Senator Cynthia Villar, who led the joint committee hearing on the impact of increasing importation of high fructose corn syrup (HFCS) at the Senate Tuesday, April 18, directed Agriculture Secretary Emmanuel Piñol to demand for the P2-billion annual allocation from the Department of Budget and Management (DBM).
“Why is it that there is only about P1.4 billion fund this year,” Villar, chair of Senate committee on agriculture and food, asked, adding that the P600-million shortfall can actually help sugarcane farmers become more competitive.
Piñol, who also attended the hearing, said the Sugar Regulatory Administration (SRA) has utilized only about 59 percent of the P2 billion fund which resulted to smaller allocation this year.
The DBM usually cuts the budget if there is underspending, he added.
“However, Senator Villar was right, you cannot cut it because it is in the law,” Piñol said, adding that they will call the attention of SRA Administrator Anna Rosario Paner and ask the DBM to release the differential.
Paner, also present at the hearing, explained that Sida was passed in 2015, but the first tranche of the fund was downloaded only in September last year.
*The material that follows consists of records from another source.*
PR #60215, opened 2023-05-16
errors: clarify that Join doesn't extend already-joined errors

### LINKED ISSUE #60209: errors: Using `errors.Join` on a `joinError` should expand the existing joined error

<pre>
$ go version
go version go1.20.4 linux/amd64
</pre>

Yes

### Description

Consider this code ([Playground](https://go.dev/play/p/oVfB_zqrjSF))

“Technically, Sida has been effective for less than a year now because the fund was downloaded during the time things started to roll,” Paner said, adding that the “government’s procurement process was very hard.”
For his part, Negros Occidental Third District Representative Alfredo Benitez, author of the Sida in the House of Representative, said they already have an agreement with the committee on appropriations that the remaining P600 million will be provided in 2018.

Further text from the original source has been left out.